Since d is a common divisor, $n=md \ \mbox{and} \ n+p=rd$ such that $n,m\in\mathbb{Z}$.

Then by addition we obtain $n+(n+p)=d(m+r)\Rightarrow d|[n+(n+p)]$.

Now, $d|n \ \mbox{and} \ d|(n+p)$

Thus, it is trivial that 1 divides n and n+p.

Now, since $d|(n+p), \ \mbox{then} \ d|n \ \mbox{and} \ d|p$

Since p is prime, d can only be 1 or p.
• Dec 11th 2010, 07:25 PM
tonio
Quote:

Originally Posted by dwsmith
Let the $gcd(n,n+p)=d$ such that d is either 1 or p.

You can't begin a proof by assuming that what you want to prove is true...!

Since d is a common divisor, $n=md \ \mbox{and} \ n+p=rd$ such that $n,m\in\mathbb{Z}$.

Then by addition we obtain $n+(n+p)=d(m+r)$.

Now, $d|n \ \mbox{and} \ d|(n+p)$

Thus, it is trivial that 1 divides n and n+p.

"Thus"? this is trivial and it doesn't follow from the above!

I think Melese's proof is correct, short and pretty concise. Nothing more is needed and

the above (and below) doesn't add, imo, any clearity to this matter.

Tonio

Now, since $d|(n+p), \ \mbox{then} \ d|n \ \mbox{and} \ d|p$

Since p is prime, d can only be 1 or p.

.
• Dec 11th 2010, 07:38 PM
dwsmith
You are correct about saying d is 1 and p but I beg to differ on the rest.

$d(m+r)=dq$ where q=m+r. Now, $dq=[n+(n+p)]\Rightarrow d|[n+(n+p)]\Rightarrow d|n \ \mbox{and} \ d|(n+p)$

Clearly, if d is 1, it is true sinc $1|n\Rightarrow 1*k=n, \ k=n \ \mbox{and} \ 1*t=n+p, \ t=n+p$

Thus, 1 is a trivial case since it always works.

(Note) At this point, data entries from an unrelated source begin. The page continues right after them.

PR #2988, opened 2026-09-14
opt(rfdetr): swap channels after the PIL resize, not before

leeclemnet:
## What does this PR do?

Moves the BGR-to-RGB swap in the RF-DETR numpy preprocessor to after the PIL resize.

Before, the swap ran as `np.ascontiguousarray(image[:, :, ::-1])` on the full-size input. numpy copies a negative-stride inner axis with its generic loop, so a 2048×1371 image cost about 15ms on this step alone. PIL resizes each channel on its own, so the swap after the resize gives the same pixels. It now runs as `cv2.cvtColor` on the network-input image, where it costs under 0.1ms.

Output is bit-exact with the current code (`torch.equal` on the real model's `pre_process` output, raw and pre-resized inputs). The two-step path (non-stretch dataset-version resize) is unchanged: its intermediate image already carries the network color order.

Measured on `lee-t4-dev-cu128` (T4, Xeon 2.3GHz, 16 vCPU), `rfdetr-small` TRT, 2048×1371 chess image:

| | `pre_process` | server `time`, HTTP |
|---|---|---|
| main | 38.7ms | 66 to 68ms |
| this PR | 21.5ms | 49 to 61ms |
| #2989 | 24.7ms | 53ms |
| this PR + #2989 | 7.9ms | 35ms |

On a 512×512 input `pre_process` goes from 3.9ms to 2.6ms. `pre_process` medians are over 25 calls in one process, mean of two rounds in one session. Server times are medians of 25 requests, and they vary by about 5ms between server instances.

The remaining cost on large inputs is the antialiased PIL resize itself, which the training pipeline defines.

**Combined effect with #2989.** That PR builds Pillow-SIMD beside Pillow in the x86-64 images and routes this resize through it, which makes the resize about 5x faster. Each alone saves 17ms and 14ms of `pre_process` on this image. Together they save 31ms, from 38.7ms to 7.9ms, and the server time on raw images drops from about 67ms to 35ms. The two PRs are independent and merge in either order; both touch the tail of `_pre_process_numpy`, so the second to merge takes a small conflict.

**Related Issue(s):** #2989

## Type of Change

- Other: performance, no functional change

## Testing

- [ ] ~I have added/updated tests for this change~ no test update needed

**Test details:** see T4 latency measurement above

## Checklist

## Additional Context

Found while explaining a 3.6x raw-vs-pre-resized latency gap for `rfdetr-small` on staging serverless. YOLO26 on the same raw image paid only the JPEG decode. The existing BGR exactness test resized 64×64 to 64×64, so it never exercised a real downscale. It now downscales 200×160 to 64×64.


leeclemnet:
/maintainer-review Testing the maintainer handoff; no review needed.

leeclemnet:
/maintainer-review Testing the maintainer handoff; no review needed.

Now, examining $d|(n+p)\Rightarrow d|n \ \mbox{and} \ d|p$ which leads d=1 or p since 1 or the prime number divides p.

Also, it does add value. Not everyone thinks the same way and I don't prefer Melese proof. That doesn't mean I discredit his work. I appreciate it his work since it has benefited me in the past.
• Dec 11th 2010, 07:46 PM
tonio
Quote:

Originally Posted by dwsmith
You are correct about saying d is 1 and p but I beg to differ on the rest.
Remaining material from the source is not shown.